[Data entries]
╔══
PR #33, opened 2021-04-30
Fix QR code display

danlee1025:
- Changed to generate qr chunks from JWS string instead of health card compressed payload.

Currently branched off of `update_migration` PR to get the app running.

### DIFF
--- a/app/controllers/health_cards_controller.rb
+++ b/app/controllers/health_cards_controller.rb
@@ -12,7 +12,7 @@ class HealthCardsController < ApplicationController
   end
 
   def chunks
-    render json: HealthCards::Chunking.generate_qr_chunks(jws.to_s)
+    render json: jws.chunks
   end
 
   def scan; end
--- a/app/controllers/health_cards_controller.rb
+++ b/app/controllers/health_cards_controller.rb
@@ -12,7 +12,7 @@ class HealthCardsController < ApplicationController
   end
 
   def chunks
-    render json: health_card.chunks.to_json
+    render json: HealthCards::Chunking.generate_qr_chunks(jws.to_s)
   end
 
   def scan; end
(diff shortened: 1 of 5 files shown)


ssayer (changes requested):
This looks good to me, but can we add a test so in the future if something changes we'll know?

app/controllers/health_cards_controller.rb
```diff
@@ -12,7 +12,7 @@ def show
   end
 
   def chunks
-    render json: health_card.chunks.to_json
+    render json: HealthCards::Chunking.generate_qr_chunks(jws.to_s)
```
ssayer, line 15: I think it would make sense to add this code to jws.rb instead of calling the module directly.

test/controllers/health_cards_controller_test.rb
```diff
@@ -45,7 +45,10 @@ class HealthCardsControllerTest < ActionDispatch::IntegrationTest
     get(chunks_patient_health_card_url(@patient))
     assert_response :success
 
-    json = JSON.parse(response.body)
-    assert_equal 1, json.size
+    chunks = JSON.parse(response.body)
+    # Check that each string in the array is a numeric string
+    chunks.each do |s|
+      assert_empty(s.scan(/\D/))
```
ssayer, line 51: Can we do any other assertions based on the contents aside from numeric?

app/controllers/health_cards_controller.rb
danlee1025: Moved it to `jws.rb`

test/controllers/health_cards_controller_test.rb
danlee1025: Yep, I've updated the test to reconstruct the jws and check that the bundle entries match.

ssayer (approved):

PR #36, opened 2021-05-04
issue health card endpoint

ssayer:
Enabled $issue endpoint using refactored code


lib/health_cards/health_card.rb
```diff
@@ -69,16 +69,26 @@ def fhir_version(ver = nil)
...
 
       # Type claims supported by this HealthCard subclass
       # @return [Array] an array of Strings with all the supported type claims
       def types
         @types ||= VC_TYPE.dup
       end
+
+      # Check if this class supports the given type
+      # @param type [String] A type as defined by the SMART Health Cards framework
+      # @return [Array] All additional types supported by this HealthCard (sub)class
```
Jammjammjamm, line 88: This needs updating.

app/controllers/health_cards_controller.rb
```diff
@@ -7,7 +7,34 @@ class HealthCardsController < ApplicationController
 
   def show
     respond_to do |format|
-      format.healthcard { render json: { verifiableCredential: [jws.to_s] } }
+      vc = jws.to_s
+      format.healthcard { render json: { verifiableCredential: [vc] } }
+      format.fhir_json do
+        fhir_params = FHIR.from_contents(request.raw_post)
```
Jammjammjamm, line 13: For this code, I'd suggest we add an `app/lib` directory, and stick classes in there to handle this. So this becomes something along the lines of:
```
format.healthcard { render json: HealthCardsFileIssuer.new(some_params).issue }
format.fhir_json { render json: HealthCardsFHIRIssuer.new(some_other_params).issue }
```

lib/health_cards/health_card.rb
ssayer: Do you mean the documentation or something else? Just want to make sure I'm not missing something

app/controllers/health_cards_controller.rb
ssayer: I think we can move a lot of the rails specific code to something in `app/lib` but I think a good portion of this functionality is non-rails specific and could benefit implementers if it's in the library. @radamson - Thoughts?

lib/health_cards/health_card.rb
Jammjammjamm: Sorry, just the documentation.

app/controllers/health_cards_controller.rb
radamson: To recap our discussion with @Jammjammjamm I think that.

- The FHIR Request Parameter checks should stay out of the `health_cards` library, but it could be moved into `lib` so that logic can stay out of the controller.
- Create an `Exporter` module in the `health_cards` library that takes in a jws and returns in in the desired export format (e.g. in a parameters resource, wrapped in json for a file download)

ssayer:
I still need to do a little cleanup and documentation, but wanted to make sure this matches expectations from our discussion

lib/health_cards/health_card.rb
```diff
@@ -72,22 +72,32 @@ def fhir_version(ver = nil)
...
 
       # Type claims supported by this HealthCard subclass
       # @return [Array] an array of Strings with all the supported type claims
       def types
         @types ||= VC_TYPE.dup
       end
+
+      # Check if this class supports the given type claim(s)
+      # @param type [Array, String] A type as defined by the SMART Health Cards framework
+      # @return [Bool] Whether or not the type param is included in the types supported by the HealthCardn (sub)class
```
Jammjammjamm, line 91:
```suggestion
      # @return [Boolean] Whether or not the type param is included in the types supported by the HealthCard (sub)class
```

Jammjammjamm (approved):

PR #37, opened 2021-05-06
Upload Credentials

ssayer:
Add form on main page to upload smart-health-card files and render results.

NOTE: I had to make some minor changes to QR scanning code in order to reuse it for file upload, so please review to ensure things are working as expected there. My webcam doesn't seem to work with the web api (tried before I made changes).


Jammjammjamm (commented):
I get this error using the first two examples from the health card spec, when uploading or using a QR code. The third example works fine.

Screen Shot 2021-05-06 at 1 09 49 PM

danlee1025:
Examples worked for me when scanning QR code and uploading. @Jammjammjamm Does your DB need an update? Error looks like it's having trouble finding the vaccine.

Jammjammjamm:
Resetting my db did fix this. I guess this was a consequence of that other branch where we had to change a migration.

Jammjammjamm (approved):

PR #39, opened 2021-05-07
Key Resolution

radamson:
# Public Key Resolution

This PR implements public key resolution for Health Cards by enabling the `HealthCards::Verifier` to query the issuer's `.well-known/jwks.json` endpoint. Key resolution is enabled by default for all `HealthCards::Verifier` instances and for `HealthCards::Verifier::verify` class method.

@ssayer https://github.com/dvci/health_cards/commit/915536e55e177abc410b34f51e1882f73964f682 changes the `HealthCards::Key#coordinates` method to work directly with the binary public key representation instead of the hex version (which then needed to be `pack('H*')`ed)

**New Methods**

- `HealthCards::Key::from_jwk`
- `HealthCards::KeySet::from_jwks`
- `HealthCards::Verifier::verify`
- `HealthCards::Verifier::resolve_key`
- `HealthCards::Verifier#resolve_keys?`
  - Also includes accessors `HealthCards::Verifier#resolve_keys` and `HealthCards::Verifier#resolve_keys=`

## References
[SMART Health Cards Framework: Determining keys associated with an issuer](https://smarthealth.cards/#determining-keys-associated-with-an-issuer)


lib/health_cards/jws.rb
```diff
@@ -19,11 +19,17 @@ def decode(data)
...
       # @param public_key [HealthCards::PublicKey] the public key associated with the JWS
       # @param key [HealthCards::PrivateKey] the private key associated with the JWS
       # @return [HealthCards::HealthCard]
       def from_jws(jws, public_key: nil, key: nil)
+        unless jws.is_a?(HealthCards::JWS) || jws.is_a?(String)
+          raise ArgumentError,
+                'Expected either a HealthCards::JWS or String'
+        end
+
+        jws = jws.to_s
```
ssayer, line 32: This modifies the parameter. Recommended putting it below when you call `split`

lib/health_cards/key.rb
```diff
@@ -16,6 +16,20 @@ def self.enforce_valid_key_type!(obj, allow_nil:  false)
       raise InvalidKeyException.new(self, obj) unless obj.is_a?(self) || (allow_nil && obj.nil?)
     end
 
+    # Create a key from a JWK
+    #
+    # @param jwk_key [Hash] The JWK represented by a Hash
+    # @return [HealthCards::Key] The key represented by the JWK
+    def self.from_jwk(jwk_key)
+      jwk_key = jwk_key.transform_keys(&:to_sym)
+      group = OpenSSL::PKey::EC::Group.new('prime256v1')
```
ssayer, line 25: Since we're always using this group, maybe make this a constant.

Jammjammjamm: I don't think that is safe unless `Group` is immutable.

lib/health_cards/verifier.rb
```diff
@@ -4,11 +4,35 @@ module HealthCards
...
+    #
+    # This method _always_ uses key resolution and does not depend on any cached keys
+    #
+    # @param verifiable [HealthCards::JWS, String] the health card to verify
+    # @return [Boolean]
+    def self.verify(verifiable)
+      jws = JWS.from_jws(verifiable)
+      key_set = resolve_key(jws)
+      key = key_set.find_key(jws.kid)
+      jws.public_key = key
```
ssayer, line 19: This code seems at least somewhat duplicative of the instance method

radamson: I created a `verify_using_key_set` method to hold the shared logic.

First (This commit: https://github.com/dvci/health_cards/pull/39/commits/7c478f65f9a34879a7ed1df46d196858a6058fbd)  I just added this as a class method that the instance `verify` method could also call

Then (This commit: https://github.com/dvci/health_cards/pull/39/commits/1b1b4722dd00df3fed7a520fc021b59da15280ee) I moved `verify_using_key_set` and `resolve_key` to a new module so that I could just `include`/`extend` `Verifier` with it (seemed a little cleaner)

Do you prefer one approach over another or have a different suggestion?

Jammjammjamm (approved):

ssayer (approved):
╚══
╔══
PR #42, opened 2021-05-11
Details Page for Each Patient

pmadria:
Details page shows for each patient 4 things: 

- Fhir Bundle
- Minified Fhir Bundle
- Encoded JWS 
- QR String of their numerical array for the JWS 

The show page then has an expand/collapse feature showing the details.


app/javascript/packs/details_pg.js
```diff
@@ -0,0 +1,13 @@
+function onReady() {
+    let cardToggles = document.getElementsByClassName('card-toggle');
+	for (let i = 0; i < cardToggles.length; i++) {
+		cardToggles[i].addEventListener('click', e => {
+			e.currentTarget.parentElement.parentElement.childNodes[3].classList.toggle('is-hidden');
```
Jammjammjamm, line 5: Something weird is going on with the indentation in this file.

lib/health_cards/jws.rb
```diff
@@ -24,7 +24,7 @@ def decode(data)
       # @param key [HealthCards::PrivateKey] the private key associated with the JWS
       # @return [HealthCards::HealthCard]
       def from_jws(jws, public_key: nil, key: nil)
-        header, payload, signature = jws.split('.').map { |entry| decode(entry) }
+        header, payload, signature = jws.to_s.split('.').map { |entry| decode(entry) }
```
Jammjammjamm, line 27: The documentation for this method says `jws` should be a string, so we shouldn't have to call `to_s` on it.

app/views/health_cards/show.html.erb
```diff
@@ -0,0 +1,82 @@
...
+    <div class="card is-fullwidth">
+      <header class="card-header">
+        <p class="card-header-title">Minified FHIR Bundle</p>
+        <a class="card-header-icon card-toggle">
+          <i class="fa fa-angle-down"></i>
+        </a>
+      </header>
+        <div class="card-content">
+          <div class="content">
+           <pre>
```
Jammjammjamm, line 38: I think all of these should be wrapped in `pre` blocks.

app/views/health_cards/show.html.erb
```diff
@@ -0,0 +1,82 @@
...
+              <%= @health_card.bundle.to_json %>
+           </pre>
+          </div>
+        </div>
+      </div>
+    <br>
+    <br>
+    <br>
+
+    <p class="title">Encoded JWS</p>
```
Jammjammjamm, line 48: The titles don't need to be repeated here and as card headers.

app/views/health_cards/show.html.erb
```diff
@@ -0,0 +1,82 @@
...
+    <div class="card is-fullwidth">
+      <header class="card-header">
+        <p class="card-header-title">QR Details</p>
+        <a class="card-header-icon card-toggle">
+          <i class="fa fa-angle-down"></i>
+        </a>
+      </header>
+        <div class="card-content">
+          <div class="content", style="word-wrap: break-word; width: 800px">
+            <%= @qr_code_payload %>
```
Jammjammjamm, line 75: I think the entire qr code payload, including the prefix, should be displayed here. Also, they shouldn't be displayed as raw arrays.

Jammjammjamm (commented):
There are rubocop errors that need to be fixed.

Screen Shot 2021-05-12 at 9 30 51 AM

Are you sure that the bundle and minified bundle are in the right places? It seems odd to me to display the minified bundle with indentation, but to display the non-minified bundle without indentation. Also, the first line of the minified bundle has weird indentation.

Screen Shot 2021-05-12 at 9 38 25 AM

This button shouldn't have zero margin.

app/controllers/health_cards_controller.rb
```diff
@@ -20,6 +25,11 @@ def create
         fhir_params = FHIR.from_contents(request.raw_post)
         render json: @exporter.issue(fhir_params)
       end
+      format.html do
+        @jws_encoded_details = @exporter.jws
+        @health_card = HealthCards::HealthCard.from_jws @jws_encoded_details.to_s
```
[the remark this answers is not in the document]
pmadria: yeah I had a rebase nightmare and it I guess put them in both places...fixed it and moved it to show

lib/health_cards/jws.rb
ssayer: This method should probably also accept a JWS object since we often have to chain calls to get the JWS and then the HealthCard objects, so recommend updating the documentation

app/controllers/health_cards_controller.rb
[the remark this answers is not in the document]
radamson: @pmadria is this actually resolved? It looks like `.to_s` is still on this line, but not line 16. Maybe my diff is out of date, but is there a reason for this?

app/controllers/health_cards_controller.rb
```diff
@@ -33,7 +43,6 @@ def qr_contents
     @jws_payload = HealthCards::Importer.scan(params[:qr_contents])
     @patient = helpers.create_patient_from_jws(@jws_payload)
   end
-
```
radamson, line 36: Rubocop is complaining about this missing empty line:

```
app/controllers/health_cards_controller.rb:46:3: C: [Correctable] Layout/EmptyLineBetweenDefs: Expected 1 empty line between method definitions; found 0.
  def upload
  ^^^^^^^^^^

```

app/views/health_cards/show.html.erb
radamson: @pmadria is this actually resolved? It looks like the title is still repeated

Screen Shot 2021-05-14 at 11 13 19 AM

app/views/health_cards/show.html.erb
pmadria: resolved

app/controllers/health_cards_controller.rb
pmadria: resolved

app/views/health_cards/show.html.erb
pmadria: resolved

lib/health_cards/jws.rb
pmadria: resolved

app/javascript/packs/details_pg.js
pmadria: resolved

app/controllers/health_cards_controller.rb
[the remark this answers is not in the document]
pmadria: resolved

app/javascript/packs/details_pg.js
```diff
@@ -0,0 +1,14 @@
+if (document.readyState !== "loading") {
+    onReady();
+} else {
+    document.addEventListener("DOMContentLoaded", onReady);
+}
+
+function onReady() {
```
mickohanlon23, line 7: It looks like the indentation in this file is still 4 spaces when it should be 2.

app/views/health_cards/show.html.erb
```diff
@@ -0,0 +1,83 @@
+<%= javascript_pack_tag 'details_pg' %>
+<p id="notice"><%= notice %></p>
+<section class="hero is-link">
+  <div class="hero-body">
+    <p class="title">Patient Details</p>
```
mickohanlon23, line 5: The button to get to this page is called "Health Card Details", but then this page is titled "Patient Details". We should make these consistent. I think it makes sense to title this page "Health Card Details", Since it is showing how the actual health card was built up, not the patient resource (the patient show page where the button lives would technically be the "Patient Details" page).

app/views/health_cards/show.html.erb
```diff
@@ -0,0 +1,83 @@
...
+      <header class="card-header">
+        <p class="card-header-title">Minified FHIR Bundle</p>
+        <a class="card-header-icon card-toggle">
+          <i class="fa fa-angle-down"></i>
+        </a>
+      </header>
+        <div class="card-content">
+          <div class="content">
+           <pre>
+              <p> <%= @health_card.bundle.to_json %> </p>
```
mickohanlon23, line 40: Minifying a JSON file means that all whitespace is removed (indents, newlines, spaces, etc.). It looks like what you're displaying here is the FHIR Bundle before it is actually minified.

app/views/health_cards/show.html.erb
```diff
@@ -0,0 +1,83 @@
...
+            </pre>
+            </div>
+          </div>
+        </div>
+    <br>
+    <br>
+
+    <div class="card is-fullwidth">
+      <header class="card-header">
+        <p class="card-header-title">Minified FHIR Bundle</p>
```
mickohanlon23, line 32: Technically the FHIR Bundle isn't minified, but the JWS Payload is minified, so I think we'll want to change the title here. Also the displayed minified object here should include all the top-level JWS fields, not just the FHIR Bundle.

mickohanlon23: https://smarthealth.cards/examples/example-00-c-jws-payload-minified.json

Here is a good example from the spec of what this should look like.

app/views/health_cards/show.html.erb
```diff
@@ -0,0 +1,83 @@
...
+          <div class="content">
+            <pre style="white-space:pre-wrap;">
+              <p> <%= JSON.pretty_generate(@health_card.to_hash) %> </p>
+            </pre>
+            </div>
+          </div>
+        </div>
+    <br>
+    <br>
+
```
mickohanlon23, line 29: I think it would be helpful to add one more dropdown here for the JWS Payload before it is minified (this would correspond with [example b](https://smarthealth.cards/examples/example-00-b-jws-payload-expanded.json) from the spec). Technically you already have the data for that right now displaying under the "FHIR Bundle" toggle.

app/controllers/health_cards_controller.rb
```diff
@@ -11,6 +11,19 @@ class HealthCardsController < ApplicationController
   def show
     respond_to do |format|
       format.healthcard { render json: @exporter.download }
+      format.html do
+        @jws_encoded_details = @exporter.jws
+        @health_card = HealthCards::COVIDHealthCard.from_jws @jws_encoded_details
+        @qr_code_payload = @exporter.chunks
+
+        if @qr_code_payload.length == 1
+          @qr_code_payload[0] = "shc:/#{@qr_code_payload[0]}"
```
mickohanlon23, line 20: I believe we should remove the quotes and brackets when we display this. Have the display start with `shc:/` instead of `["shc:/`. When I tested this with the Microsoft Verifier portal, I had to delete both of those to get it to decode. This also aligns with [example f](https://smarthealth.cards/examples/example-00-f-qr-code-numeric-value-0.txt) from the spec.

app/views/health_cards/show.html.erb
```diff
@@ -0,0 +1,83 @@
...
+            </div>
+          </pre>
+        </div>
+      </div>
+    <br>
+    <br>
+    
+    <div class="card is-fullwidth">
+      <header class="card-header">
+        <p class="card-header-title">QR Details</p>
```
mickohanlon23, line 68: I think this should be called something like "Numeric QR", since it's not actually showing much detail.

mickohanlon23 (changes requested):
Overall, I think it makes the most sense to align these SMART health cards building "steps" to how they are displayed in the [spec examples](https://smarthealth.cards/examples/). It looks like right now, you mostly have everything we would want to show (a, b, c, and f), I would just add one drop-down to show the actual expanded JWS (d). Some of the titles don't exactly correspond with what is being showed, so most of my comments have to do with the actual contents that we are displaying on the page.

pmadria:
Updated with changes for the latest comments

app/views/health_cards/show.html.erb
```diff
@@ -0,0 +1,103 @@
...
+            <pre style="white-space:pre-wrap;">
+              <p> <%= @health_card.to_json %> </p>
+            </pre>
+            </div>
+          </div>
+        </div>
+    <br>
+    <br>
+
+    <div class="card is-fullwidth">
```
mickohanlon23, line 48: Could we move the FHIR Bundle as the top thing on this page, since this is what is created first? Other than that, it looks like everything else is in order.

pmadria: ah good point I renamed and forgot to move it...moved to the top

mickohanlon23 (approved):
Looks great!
╚══
**About this task:** For each line of the data that includes the word "entry", return a copy of it.

**Solved exercise:**
-        header, payload, signature = jws.split('.').map { |entry| decode(entry) }
+        header, payload, signature = jws.to_s.split('.').map { |entry| decode(entry) }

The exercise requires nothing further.